For my capstone project, I am taking a crack at the LANL Earthquake Prediction Competition on Kaggle. This competition aims to use acoustic data recorded by ground sensors to predict the timing of earthquakes in a laboratory experiment. The training dataset for this competition has over 600M rows representing acoustic measurements of the soil, and the target is the remaining time until the next earthquake occurs. Since the acoustic signal and the target are the only variables in the dataset, the datafile is not too large to process on my moderately-powerful PC. However, working with such a long dataset is a new challenge for me, and I thought I’d share some of what I learned while trying to wrangle it.
Understanding the problem
The evaluation of models for this competition relies on multiple, smaller test datasets. There are ~2,600 test datasets with 150,000 rows each, representing a small acoustic snapshot. The goal is to predict a single value representing the time until the next earthquake after the end of that snapshot. Therefore, my model has to be able to create a prediction on small subsets of the original train dataset. This helps narrow down the universe of possible solutions, because any solution has to work on small subsamples of acoustic data.
Understanding the data
With a bit of data exploration, it is possible to see that the train data has some strange patterns in the target variable: time until next earthquake. We would expect the values of the target value to decrease linearly until there is an earthquake, and then spike upwards after hitting zero. However, the values do not decrease linearly as time passes, but rather in a step-wise linear fashion.
[STEP CHART]
According to the creator of the Kaggle competition, this is a result of the acoustic measuring device: “The data is recorded in bins of 4096 samples. Withing those bins seismic data is recorded at 4MHz, but there is a 12 microseconds gap between each bin, an artifact of the recording device.” This information could be useful for processing the training data, because I could process the bins of 4,096 samples separately. However, there is no information about the binning of the samples in the test dataset, so this technique would not be usable for making predictions for those datasets. I therefore have to treat all the acoustic data as if it is coming in a continuous stream.
Chunking the data
In order to create a model that works on acoustic snippets with 150,000 rows, I need to cut the original train dataset into snippets of that size to feed into my model. In theory, I could use the train dataset to create 600M snippets, each one consisting of a single unique row and the following 149,999 rows. However, my computer is not powerful enough to run any sort of sophisticated models on 600M observations. I decided to try to create 10,000 snippets that I would use for modeling purposes.

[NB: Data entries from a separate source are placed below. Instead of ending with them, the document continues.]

PR #4097, opened 2026-01-05
fix(importer): use correct change_type in changelog tables

### LINKED ISSUE #4085: importer/importer-rework - change_type_id always set to 2 in changelog_ tables during import
During the import process, all entries in the changelog_ tables are currently assigned a change_type_id of 2, regardless of whether they are initial or modified.

Tables tested:
- changelog_rule
- changelog_object

Example:
When a rule is modified, the new entry in changelog_rule should have change_type_id = 3. Currently, it is always assigned 2.

Y4nnikH:
Not sure what the 'is_full_import' variable means but since that always seems to be true in the cases I tested, regardless of it being the initial or a following import, I think just using is_initial_import instead should be the correct way.

closes #4085

### DIFF
--- a/roles/ui/files/FWO.UI/Shared/ImportDetails.razor
+++ b/roles/ui/files/FWO.UI/Shared/ImportDetails.razor
@@ -26,70 +26,86 @@
 
                 <h6>@(userConfig.GetText("first_import"))</h6>
                 <div class="row">
-                    <div class="col-sm-1"/>
+                    <div class="col-sm-1" />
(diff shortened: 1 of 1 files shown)


Imat00:
> > Works fine!
> > Could you apply the same logic to changelog_service and changelog_user as well? Thanks!
> 
> I just tested and for me changelog_service is working already the same as changelog_object (same place in the code) and users we do not import currently, so nothing to do there either.

You’re right — changelog_service already works.
My mistake, thanks for double-checking!

Imat00 (approved):
Thanks!

Issue #4104, opened 2026-01-08
develop - Modelling UI: second NetworkObject not immediately visible


Imat00:
**Description:**  
When adding a Network Object in the `Modelling` module:  
- The first object appears immediately in the list (not sorted correctly, but visible).  Sorting immediately upon adding would be a nice improvement.
- The second object is **not immediately visible**.  
- After refreshing, all objects appear in the correct order.

**Steps to reproduce:**  
1. Go to the `Modelling` module.  
2. Add a Network Object → appears in the list (not sorted).  
3. Add a second Network Object → **not visible**.  
4. Refresh → all objects appear in the correct order.

PR #4105, opened 2026-01-08
fix(UI): Modelling UI: second NetworkObject not immediately visible

SolidProgramming:
Added CollectionChangedEvent publication in the Close() method to notify subscribers (specifically EditConnLeftSide) that the app servers collection (network objects) has changed

Closing #4104


Imat00 (approved):
Clean.
Including the first NetworkObject is now sorted correctly, and the second added NetworkObject is immediately visible.
Looks good!

PR #4108, opened 2026-01-09
fix/importer-rework-zone unique constraint update

Imat00:
- drop old "alter_key17" constraint
- add new Unique Index zone_mgm_id_zone_name_removed_is_null
- update in create constraints.sql

With this change, only one active entry per (mgm_id, zone_name) is allowed (removed IS NULL).
Other entries can exist with the same combination, but removed must be set. It doesn’t matter if multiple entries have same  removed value.

Tested in Hasura with duplicate and edited rows.


tpurschke (approved):
Looking good

tpurschke:
@Imat00 pls. update branch

PR #352, opened 2021-05-06
Add option to not compress some files (.el, .info, .man, etc.)

mnewt:
This is a simple PR to mirror the `configure` option `--without-compresss-install`.

The main reason I find this valuable is it makes doing searches over the `.el` files easier and quicker.

I've tested it locally and seems to work fine. Please let me know what you think.

### DIFF
--- a/Formula/emacs-plus@28.rb
+++ b/Formula/emacs-plus@28.rb
@@ -10,6 +10,7 @@ class EmacsPlusAT28 < EmacsBase
 
   # Opt-out
   option "without-cocoa", "Build a non-Cocoa version of Emacs"
+  option "without-compress-install", "Don't compress some files (.el, .info, etc.)"
 
   # Opt-in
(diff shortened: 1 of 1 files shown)


d12frosted:
Hey,

In general I try to keep amount of options as low as possible. And if possible, enable/disable something uncoditionally. Could you please elaborate a little bit more on the following statement?

> The main reason I find this valuable is it makes doing searches over the .el files easier and quicker.

Do you mean full-text search in the lisp directory? Would be nice to understand why they are compressed by default 😅 Gonna do my homework haha.

mnewt:
No worries at all if you don’t want to add it. Keeping things simple is a good goal. 

I believe the reason those things are normally compressed as part of the build process is to save disk space for the resulting installation. 

Yes, I regularly do full text searches of the lisp directory. I guess that’s unusual? :)

PR #365, opened 2021-06-30
(ci) update Xcode to 12.5

mkvoya:
All the [workflows](https://github.com/d12frosted/homebrew-emacs-plus/actions) have been failed for a few days. After some investigation, some actions may be required.

- [Support for Xcode 12.2 has been removed](https://github.com/actions/virtual-environments/issues/3555). Thus we'd better switch to a later version such as Xcode 12.4 or 12.5.
- The yaml tag is `macos-11` rather than `macos-11.0`, I don't know whether `macos-11.0` still works.

I have NOT tested the changes by myself since the `macos-11` has been [moved to private pools](https://github.com/actions/virtual-environments/issues/2486) and my fork requires some kinds of special applications to use `macos-11`.

### DIFF
--- a/.github/workflows/emacs-26.yml
+++ b/.github/workflows/emacs-26.yml
@@ -23,7 +23,7 @@ jobs:
     runs-on: ${{ matrix.os }}
     strategy:
       matrix:
-        os: [macos-11.0]
+        os: [macos-11]
         build_opts:
           - ""
           - "--build-from-source"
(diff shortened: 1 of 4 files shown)


d12frosted:
Hey @mkvoya 

CI is indeed red for some time, hadn't time to dig in. Thanks for investigation and your PR. Let's see if it works. In the worst case let's switch to older macos.

d12frosted:
Thank you! 💯 Merged as 5a2c9c6. Native comp is broken due to upstream issue.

One thing that I decided was that I wanted my snippets to include as much variation as possible. I could have created 10,000 snippets easily using only the first 160,000 rows and the technique described above. However, this would mean that I am ignoring the vast majority of my training data. Since the dataset is extremely noisy, I want to make sure that my model performs well in all the conditions present there, not just the particular vibrations in the very start. I therefore want my snippets to span the entire dataset.
Loading the dataset
Fortunately, the dataset is small enough that it only takes about 2 minutes to load the entire dataset into memory as a Pandas DataFrame. However, it turns out that loading the whole dataset into memory is the easy part. Accessing specific rows in that dataset in memory turns out to be surprisingly time consuming.
Index-based slicing with Pandas
The traditional way to access a set of rows in a Pandas DataFrame is with the .iloc
method. For example, I could create a snippet like so:
snippet = df.iloc[10000000: 10150000]
In theory, I could create a loop to generate 10,000 such snippets and call it a day. However, this requires the computer to index the dataset repeatedly from memory. The method for doing so starts at index 0 of the dataset and then goes down the index until it reaches the desired indices. As I started to access snippets further and further down, the time it took got longer and longer. As a result, I looked for alternative approaches.
Creating a generator
Rather than using the whole dataset loaded in memory, I was able to use a TextFileReader object to read and load in small chucks of the train dataset at a time. I did this using the iterator
and chunksize
arguments of the Pandas method read_csv
. This turned out to be 10 times faster than the index-based slicing!
Feature engineering
After loading each snippet, I ran a number of feature engineering functions on it to summarize the contents. I then saved the results in a new dataset with one row per snippet - much more manageable!
Conclusion
Smartly designing functions to use memory wisely is a luxury with normal size datasets, but is mandatory with large datasets. Poorly optimized algorithms will halt you in your tracks before you even get to the modeling stage. With this approach, I was able to proceed to the modeling stage relatively quickly.